I’ve been brought up with a bunch of Japanese radio receivers. Most of them were Sony products. ICF-5900, released in 1975, was one of my favorites and I still believe it’s one of Sony’s best designed receivers. While I don’t own one anymore, I still love the design.

I remember that the sound of ICF-5900 was heart-warming and it also worked very well on listening to the shortwave stations. The radio was big like a university textbook because there was very few integrated circuit (IC) chips there inside and most of the parts were hand-assembled discrete devices including the transistors. I really loved the radio and I carried it all around where I went during my early teenage.

ICF-SW7600GR by Connor Walsh from Flickr

Until early 2000s, Sony was doing pretty well on designing the all-round radio receivers. ICF-SW7600GR is (unfortunately) the last receiver released in 2001 as a part of paperback-book-sized shortwave radios since ICF-7600 in late 1970s. This receiver has a look of digital radio; the local oscillators are phase-locked-loop (PLL) driven and well stabilized, and computer controlled. This radio is not, however, truly digital; the signal detectors are not much different from ICF-5900, though it can decode the stereophonic FM modulation which ICF-5900 doesn’t. I listened to a lot of shortwave stations while I was in a hospital on May 2002 for recovering from the immune system damage caused by massive allergic skin destruction.

ICOM IC-7200 at home

One of the technical incompetence in the 2010s I’ve found is that Japanese consumer radios are getting more behind to where the bleeding-edge technology is. The fact that Sony no longer releases new radio receivers with the state-of-the-art technologies is only an example. Most of Japanese manufacturers have already outsourced the radio engineering design to outside Japan, and many of then are made in China. I think this decision is rational, regarding the cost of making new radios solely in Japan under a fierce price competition.

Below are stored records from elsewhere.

Issue #183, opened 2016-03-16
Remove deprecated fallback for dictionaries as headers.


Lukasa:
Remove the fallback that was deprecated in #184.

LuRsT:
Can anyone review this change please?

Lukasa:
@LuRsT This change looks good to me: however, there's currently no roadmap for the 3.0.0 release (it'll be released when we have other breaking changes).

You're welcome to open a PR with this change but it won't get merged until we're ready to go, so it'll likely drift from the current master pretty painfully over time. So instead, I recommend posting that patch in this issue (the output from `git diff`) will be fine, so that the patch doesn't get lost. =)

LuRsT:
Sure thing, also, part of what I did in that commit (changing the dict headers in the test) should be merged to avoid confusion right (if yes, I'll send a PR with just that change, if not, I'll keep it here with the rest)?

Lukasa:
@LuRsT How about we go one step further. Can you make the dict headers change, but also add a *new* test that explicitly tests that dicts are accepted? That gives us a single targetted test that can also be removed along with this change.

LuRsT:
@Lukasa Of course! Great idea, will do that!

LuRsT:
@Lukasa done, could you check if that's what you wanted?

Lukasa:
\o/ Fab!

Lukasa:
This is happening in #500.

PR #184, opened 2016-03-16
Deprecate the use of dictionaries for headers.

Lukasa:
Following on from the discussion on python-hyper/hpack#32, this change deprecates the conversion of headers from dictionaries into iterables of two-tuples. The issue for actually removing this deprecation is in #183.

### DIFF
--- a/HISTORY.rst
+++ b/HISTORY.rst
@@ -21,6 +21,12 @@ Bugfixes
   explicitly overridden. This is a safe defensive initial value for this
   setting.
 
+Deprecations
+~~~~~~~~~~~~
+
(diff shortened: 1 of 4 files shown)


derekchentrendmicro:
now I need to pass headers this way
```
headers =  [(':status', 200),
            ('server', 'basic-h2-server/1.0'),
            ('content-type','application/json'),
            ('content-length', len(response_data))]

conn.send_headers(stream_id=stream_id,headers=headers)
```
is this the expected usage?

Lukasa:
Yes, it is. =)

PR #192, opened 2016-04-05
Allow informational responses in the HALF_CLOSED_* states.

Lukasa:
This must have just been an oversight, but we were forbidding 1XX responses in the half closed local and half closed remote states. There's no reason for that: they're entirely allowed.

This patch isn't complete yet: we need to tighten up our processing to ensure that informational headers are never sent/received after the actual response headers.

### DIFF
--- a/HISTORY.rst
+++ b/HISTORY.rst
@@ -4,6 +4,14 @@ Release History
 dev
 ---
 
+Bugfixes
+~~~~~~~~
+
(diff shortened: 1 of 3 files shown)


Lukasa:
Alright, that now completes the patch.

Lukasa:
This patch was backported to 2.2.X, but not to 2.1.X as the fix applies to the informational responses that were added in 2.2.0.

Issue #154, opened 2016-02-07
Consider having received headers be bytes, not unicode strings.


Lukasa:
Currently the `RequestReceived`, `ResponseReceived`, and `TrailersReceived` events all return the headers as a list of tuples of unicode strings. This happens because HPACK decodes the headers as UTF-8 before use. While this is enormously convenient when it works, which is almost all the time, it introduces the risk that a senseless HTTP/2 implementation may send non-UTF-8-encoded data and have hyper-h2 barf on it.

For the 2.x series we're stuck with this design decision, but when we come to look at doing a 3.0.0 we may want to revisit this decision.

Kriechi:
I think this is fully covered in #198 - and the only remaining thing to discuss/decide is to change the default encoding from `utf-8` to *no encoding* in a 3.0 release.

Personally I have no strong opinion, since changing it is a simple flag on the connection. However I'm slightly leaning toward going raw bytes-only for all internals, just so API users need to think about what they expect to get and what they actually want.

Lukasa:
Agreed, this issue is basically whether or not we change the default. I remain +1 on changing the default: I think unicode-by-default was the wrong choice, though it seemed sensible back when I first made that call in 2014.

PR #198, opened 2016-04-13
Allow users to obtain raw headers.

Lukasa:
This change adds a new flag that allows users to request 'raw' headers: that is, headers that have not been decoded to unicode and are still in bytes form. This was originally requested by the Twisted developers who use a bytes internal headers representation, though it may well be useful for others.

This change involves quite a substantial internal change: we now have headers move through the body of hyper-h2 in bytes form, and only get encoded at the edge.

This change introduces one unfortunate problem: we need to bump the minimum version of HPACK we can use. I believe this is safe to do in a semver-minor release, as we're only bumping the minor version, so the upgrade should be safe.

The default output for headers *remains* unicode. That may change in 3.0.0 (per #154), but for now we're leaving it as-is.

### DIFF
--- a/HISTORY.rst
+++ b/HISTORY.rst
@@ -4,6 +4,16 @@ Release History
 dev
 ---
 
+API Changes (Backward-Compatible)
+~~~~~~~~~~~~~~~~~~~~~~~~~~~~~~~~~
+
+- Added a new flag to the ``H2Connection`` constructor: ``header_encoding``,
+  that controls what encoding is used (if any) to decode the headers from bytes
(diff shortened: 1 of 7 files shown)


hawkowl:
This looks pretty good to me :+1:

mhils:
Our [netlib.http.Headers](https://github.com/mitmproxy/mitmproxy/blob/96782407833a7f827e79fa7aa5f2576f1bee3547/netlib/http/headers.py#L32) class works on bytes as well, so this change is a very welcome addition. :smiley:

Looks good to me as well! :+1:

Lukasa:
Ok, I'm going to land this now.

On the other hand, in a non-consumer market such as the amateur radio transceivers and communications receivers, Japanese manufacturers still have the major portion of the market, while maintaining the competence of the cost performance. ICOM’s IC-7200 is one of my favorites; its signal decoders are made of digital signal processors (DSPs). While maintaining the traditional superheterodyne design of converting higher frequencies into the intermediate frequency (IF) for easier and stable decoding, introducing the IF DSP as a part of hybrid design has been a mainstream for amateur radio products for many years, though I haven’t seen this type of design in cheaper consumer radios.

Elecraft KX3 by Jeff Davis, KE9V, from flickr

On the other hand, some creative radio manufacturers are going more digital than IF DSP; Elecraft’s KX3 introduces direct digital conversion of received/transmitting signals from the audio signals to the radio signals up to 54MHz. This type of full DSP architecture, also known as software-defined radio (SDR), has a significant advantage from the past analog and IF DSP architectures; the radio needs smaller number of chips for more features, less tuning points for more stability and the ease of manufacturing, and more mathematically simplified and clear cut ways of signal generation/detection applicable.

TECSUN PL-310

One of my recent discovery on consumer radios is that quite a few radio-receiver chips are already available and some manufacturers have already made the products with those chips. Silicon Labs’ Si4734 is one of those chips which requires very few parts outside the chip; it directly processes all available broadcasting radio frequencies and modulations by the internal DSP. You can make a one-chip AM/FM and shortwave receiver with it.

I’ve got a PL-310 from TECSUN, a Chinese manufacturer, which employs the Silicon Labs’ chip, for less than JPY6000 recently. I immediately find that PL-310 is quite different from the past analog or hybrid receivers on the reception sound; the sound coming out from the radio is very stable and requires no manual tuning-in for a better sound. And the sound is crisp. This is similar to the difference I felt a long time ago when I compared the sound of the same songs between the compact disc and analog vinyl recordings. Phase and group delay nonlinearity affects a lot to the quality and fidelity of the signal.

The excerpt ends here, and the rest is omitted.